The paper tackles the problem of long-horizon agents compressing interaction histories into summaries, which can cause unverifiable omissions and inefficiencies when querying raw logs, by proposing TierMem, a provenance-linked framework that uses a two-tier memory hierarchy to reduce input tokens by 54.1% and latency by 60.7% while maintaining 0.851 accuracy compared to 0.873 raw-only.

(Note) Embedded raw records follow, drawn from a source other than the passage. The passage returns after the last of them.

PR #1938, opened 2026-07-07
Release TypeScript packages: @a2ui/web_core v0.10.4, @a2ui/angular v0.10.3, and @a2ui/markdown-it v0.1.0

### LINKED ISSUE #1766: @a2ui/markdown-it@0.0.4 peer dependency blocks @a2ui/web_core@0.10.1 install
We are upgrading our code to use:

- @a2ui/react@0.10.1
- @a2ui/web_core@0.10.1

However, npm install/ci fails because @a2ui/react@0.10.1 depends on:

- @a2ui/**web_core@^0.10.1**
- @a2ui/markdown-it@^0.0.4

But the latest available @a2ui/markdown-it@0.0.4 still declares this peer dependency:

- @a2ui/**web_core@^0.9.2**

This causes npm peer resolution to fail with ERESOLVE when running plain npm ci.

Can you please publish a compatible @a2ui/markdown-it version whose peer dependency allows @a2ui/web_core@^0.10.1?

Example expected peer dependency:

{
  "peerDependencies": {
    "@a2ui/web_core": "^0.10.1"
  }
}

Until that is available, we are temporarily using project-level legacy-peer-deps=true to unblock PR builds, but we would like to remove that workaround once the package metadata is fixed.

jacobsimionato:
Automated version bump and changelog preparation for `@a2ui/web_core` v0.10.4, `@a2ui/angular` v0.10.3, and `@a2ui/markdown-it` v0.1.0.

#### `@a2ui/markdown-it` (v0.1.0)
- Promotes `@a2ui/markdown-it` from `0.0.4` to `0.1.0`. By graduating out of `0.0.x`, future patch updates (`0.1.1+`) are treated as non-breaking maintenance releases in NPM/Yarn SemVer.
- Widens `@a2ui/web_core` peer dependency range from `workspace:*` to `^0.9.2 || ^0.10.0`. Fixes peer dependency conflicts (`ERESOLVE`) when installing alongside `@a2ui/web_core@0.10.x` while preventing compatibility issues with future major breaking releases (like v1.0.0).
- Fixes #1766 and #1930.

#### `@a2ui/web_core` (v0.10.4)
- Support JSON Pointer escaping (RFC 6901) in `DataModel` (#1796).

#### `@a2ui/angular` (v0.10.3)
- Export Angular test utilities under `@a2ui/angular/testing` and secondary entry point `@a2ui/angular/v0_9/testing` (#1737).

### Verification
- Ran `./renderers/scripts/increment_version.mjs` for `web_core`, `markdown-it`, and `angular` to update packages and dependent `yarn.lock` entries.
- Ran unit tests across `@a2ui/web_core` and `@a2ui/markdown-it`.
- Ran full production monorepo build verification via `yarn build:all`.


renderers/markdown/markdown-it/package.json
```diff
@@ -61,7 +61,7 @@
     "wireit": "^0.15.0-pre.2"
   },
   "peerDependencies": {
-    "@a2ui/web_core": "workspace:*"
+    "@a2ui/web_core": ">=0.9.2"
```
ditman: Please, revert this, we won't be able to use workspace dependencies to develop this package locally

renderers/markdown/markdown-it/package.json
```diff
@@ -1,6 +1,6 @@
 {
   "name": "@a2ui/markdown-it",
-  "version": "0.0.4",
+  "version": "0.0.5",
```
ditman: I was thinking of calling this `0.1.0`. That way we can do similar maintenance releases like this one without rolling a major version.

renderers/markdown/markdown-it/CHANGELOG.md
```diff
@@ -1,3 +1,9 @@
+## Unreleased
```
ditman, line 1: Thanks for adding the Unreleased section to this package! It's old!

ditman (commented):
There's a small problem with our prepare to publish script that will cause it to substitute the version of web_core in markdown-it to the very latest.

I've been thinking that we may need to make the dependency resolution script be a little bit more lenient, for example resolving to the current major version of the package (so 0.10.0 instead of 0.10.4 in this case)

That way we can release within the current major version without needing to touch anything else. When we do a major release of the packages, we should verify that markdown-it continues working and release a patch version of it so it picks up the latest versions.

Not sure what dependency problems we can introduce by not pinning to the absolute latest, though. Maybe weirdness when building off the artifact registry?

jacobsimionato:
Thanks @ditman! Really appreciate the feedback and insights. Here is a breakdown of how we addressed your suggestions in this PR:

### 1. Promoting `@a2ui/markdown-it` to `v0.1.0` (Implemented)
We completely agree and have updated this PR to bump `@a2ui/markdown-it` to **`0.1.0`** instead of `0.0.5`.
- **Rationale**: In NPM/Yarn SemVer (`node-semver`), any patch bump on a `0.0.x` package is treated as a breaking major version (`^0.0.4` means `>=0.0.4 <0.0.5`). By graduating `@a2ui/markdown-it` to `0.1.0`, future maintenance updates (`0.1.1+`) will be non-breaking (`^0.1.0` means `>=0.1.0 <0.2.0`), allowing consumers to receive patch updates seamlessly.

### 2. How we handled peer dependency ranges & `prepare-publish.mjs` substitution
Regarding `prepare-publish.mjs` substituting `web_core` to `^0.10.4`:
- **Why it won't substitute here**: In `renderers/markdown/markdown-it/package.json`, we declared an explicit bounded SemVer string for `peerDependencies`:
  ```json
  "peerDependencies": {
    "@a2ui/web_core": "^0.9.2 || ^0.10.0"
  }
  ```
  Because `prepare-publish.mjs` only substitutes versions starting with `workspace:` or `file:`, it leaves explicit SemVer ranges untouched when generating `dist/package.json`.
- **Monorepo development preservation**: We retained `"devDependencies": { "@a2ui/web_core": "workspace:*" }`, which ensures local monorepo builds (`tsc -b`, `vitest`) continue to link directly against the local workspace copy.
- **Why we prefer explicit ranges over modifying `prepare-publish.mjs` for peer deps**: Explicit bounded ranges clearly communicate broad peer compatibility (`0.9.x` and `0.10.x`) without relying on build-time script transformations. That said, making `prepare-publish.mjs` more lenient for regular `workspace:^` dependencies (e.g. resolving to base minor `^0.10.0`) is a great idea to explore as an architectural follow-up!

renderers/markdown/markdown-it/package.json
jacobsimionato: My understanding is that it will still work, because the workspace config will still result in the local dependency being used for web core.

renderers/markdown/markdown-it/package.json
jacobsimionato: That sounds great. Done.

josemontespg (approved):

Long-horizon agents often compress interaction histories into write-time summaries. This creates a fundamental write-before-query barrier: compression decisions are made before the system knows what a future query will hinge on. As a result, summaries can cause unverifiable omissions -- decisive constraints (e.g., allergies) may be dropped, leaving the agent unable to justify an answer with traceable evidence. Retaining raw logs restores an authoritative source of truth, but grounding on raw logs by default is expensive: many queries are answerable from summaries, yet raw grounding still requires processing far longer contexts, inflating token consumption and latency. We propose TierMem, a provenance-linked framework that casts retrieval as an inference-time evidence allocation problem. TierMem uses a two-tier memory hierarchy to answer with the cheapest sufficient evidence: it queries a fast summary index by default, and a runtime sufficiency router Escalates to an immutable raw-log store only when summary evidence is insufficient. TierMem then writes back verified findings as new summary units linked to their raw sources. On LoCoMo, TierMem achieves 0.851 accuracy (vs.0.873 raw-only) while reducing input tokens by 54.1\% and latency by 60.7%.